As we all know, breast cancer is a heterogeneous disease at the clinical characteristics and molecular level.12, 13 Long non‐coding RNA is only one of factors in cancer progression. Even long non‐coding RNA by itself is highly expressed in macrophage in blood. So, whether there is effect of long non‐coding RNA from macrophage would promote cell growth of breast cancer cell is not elucidated. But, long non‐coding RNA is very important for breast cancer patients with type 2 diabetes.

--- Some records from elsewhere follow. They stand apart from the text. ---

PR #707, opened 2026-08-14
fix(solana): apply sortBy in paginate instead of only echoing sortOrder

vilenarios:
## The bug

The Solana `paginate` helper sliced its input and returned `sortOrder` in the result **without ever sorting**. `sortBy` was not accepted at all.

```ts
function paginate<T>(items, params?: { cursor?; limit?; sortOrder? }) {
  const page = items.slice(startIdx, startIdx + limit);   // slice only
  return { items: page, ..., sortOrder: params?.sortOrder ?? 'asc' };  // echoed
}
```

So this call:

```ts
ario.getGateways({ limit: 25, sortBy: 'operatorStake', sortOrder: 'desc' })
```

returned gateways in **registry insertion order**, sliced to the limit, while the response asserted `sortOrder: 'desc'`.

Dropping the key is bad. **Reporting a sort that did not happen is worse**, because it defeats the check a careful caller would make before trusting the ranking. In the report that surfaced this, several low-stake sibling gateways dominated a diagnostic sample that was believed to be stake-ranked.

`PaginationParams<T>` declares `sortBy?: SortBy<T>`, so the **type advertised a capability the implementation did not provide.** This is a contract violation rather than a documentation gap.

Scope: `paginate` has **18 call sites** in the Solana read client, so this affected every paginated read there, not only `getGateways`.

## The fix

| Behaviour | Why |
|---|---|
| `sortBy` applied **before** slicing | so `limit` returns the true top N, not the first N in registry order |
| Dot paths resolve (`settings.fqdn`) | `SortBy<T>` is `NestedKeys<T>`, so nested keys are already permitted by the type |
| `bigint` compared as `bigint` | stake and balance fields are mARIO and routinely exceed `Number.MAX_SAFE_INTEGER`; coercing collapses distinct values into ties and mis-ranks exactly the leaderboard this sort serves |
| Nullish sorts **last in both directions** | a missing field is absent, not smallest — burying it beats floating it to the top of a `desc` list |
| Input array copied, never sorted in place | callers may hold their own reference |
| **No `sortBy` → ordering unchanged** | existing callers are unaffected |

## Tests

Nine cases in `src/solana/paginate.test.ts`, including the two that matter most:

- **sort before slice** — `{ limit: 2, sortBy: 'stake', sortOrder: 'desc' }` returns the genuine top two
- **bigint precision** — two stakes that provably collapse to the same value under `Number()` (`9007199254740992n` and `9007199254740993n`) still rank correctly. The test asserts that precondition explicitly, so it fails loudly if someone reintroduces a `Number()` coercion.

```
paginate: 9/9 pass
full unit suite: 465 tests, 0 fail
tsc --noEmit: clean
```

`paginate` is exported for the test only; it is **not** re-exported from any package index, so the public surface is unchanged.

## Deliberately not included

`PaginationParams` also declares **`filters`**, which this helper ignores in exactly the same way. Same class of bug. I kept it out so this fix stays reviewable — happy to follow up with it if you'd like.

## Summary by CodeRabbit

* **New Features**
  * Added optional sorting to paginated results, including ascending and descending order.
  * Supports sorting by nested properties and values such as numbers, text, booleans, and large integers.
  * Null or missing values are consistently placed last.
  * Sorting occurs before result limits and works with cursor-based pagination.

* **Bug Fixes**
  * Input collections remain unchanged when sorting is applied.


vilenarios:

Body Mass Index is an independent factor for diabetes.3 And for Asians in United States, the risk of type 2 diabetes is very high when BMI is over 25, but for Whites, the same risk need BMI over 27. So, type 2 diabetes is extremely important factor for women with breast cancer in East Asia including Japan, Korea, Vietnam, and especially China.

E33 has been shown to upregulated in diabetes, and diabetes was a factor of induction of breast cancer. In this study, E33 expression was significantly correlated with TNM stage, lymph node metastasis, and family history, but not correlated with patient's age and tumor grade, as well as ER, PR, and Her2 status.

In conclusion, our data suggest that E33 could be serves as a biomarker and would be a crosslink in breast cancer patients and type 2 diabetes. And it needs to be researched more.